Majority of PIPs showed higher level of expression compared to other MIPs across multiple tissues in flax.The different tissues included for expression analysis are root, leaf, stem inner at vegetative stage (SIV), stem inner at green capsule stage (SIGC), stem outer at vegetative stage (SOV), stem outer at green capsule stage (SOGC), developing seed 10 DAF (S1), 20 DAF (S2), 40 DAF (S3).
The RNA-seq data was congruent with expression signatures observed in microarray data-set. The majority of PIPs showed higher level of expression across thirteen different tissues (Fig. 6). All NIP homologs were well represented in the RNA–seq dataset and majority of them showed lower accumulation in different tissues compared to other family members. Among TIPs, TIP3 members (LuTIP3-1, LuTIP3-2 and LuTIP3-3) showed gradual increase in expression from globular stage of embryo to mature embryo stage during seed development in flax. The expression was also calculated in terms of fold change of AQPs in different tissues in comparison to root (see Supplementary Fig. S4). Similarly, in other plant species such as soybean, rice, Arabidopsis and Medicago, expression of TIP3s specific to seed tissue was observed (Fig. 7). The pattern of TIP3s expression gradually increasing from early stage of seed development to maturation was commonly observed in all species analyzed (Fig. 7).

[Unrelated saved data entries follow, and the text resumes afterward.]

PR #451, opened 2024-07-16
[STAL-2508] add php to default rulesets language

amaanq:

PHP rulesets are not being fetched by default

## What is your solution?

Fetch them by default by adding PHP to the `DEFAULT_RULESETS_LANGUAGES` array

Testing:

With no configuration file, we can see the default rulesets of `php-security` and `php-best-practices` running.
image

We can also see the API returning the correct default rulesets here.
image


juli1:
Please add a test section in your PR that shows the full execution of the current analyzer without a file for a PHP codebase. It should shows violations that number of rules loaded.

amaanq:
done

juli1 (approved):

PIPs show higher accumulation and NIPs show low expression across multiple tissues in flax. The different tissues included for expression analysis are globular embryo (ge), heart embryo (he), torpedo embryo (te), cotyledon embryo (ce), mature embryo (me), seeds (sd), anthers (an), ovaries (ov), mature flower (fl), root (rt), stem (st), etiolated seedlings (es), leaves (le).
(A) Soybean, (B) Rice, (C) Arabidopsis, and (D) Medicago. Higher levels of TIP3 transcripts are found in seeds compared to different tissues and developmental stages across all the four plant species analyzed.
Differential expression of genes at apical and basal region of flax stem was delineated from another set of RNA-seq transcriptome profiling49. Comparison of expression pattern of AQPs in apical and basal region of flax stem identified eighteen AQPs with two fold transcript enrichment in apical region (AR) compared to basal region (BR) (see Supplementary Table S7). The differentially expressing 18 AQPs comprised of seven PIPs, five TIPs, five NIPs and one XIP. Among different sub-family of MIPs, members of PIP subfamily, PIP2-4, PIP2-5 and PIP2-7 showed higher expression levels with 12, 11 and 5.3 fold respectively in AR compared to BR.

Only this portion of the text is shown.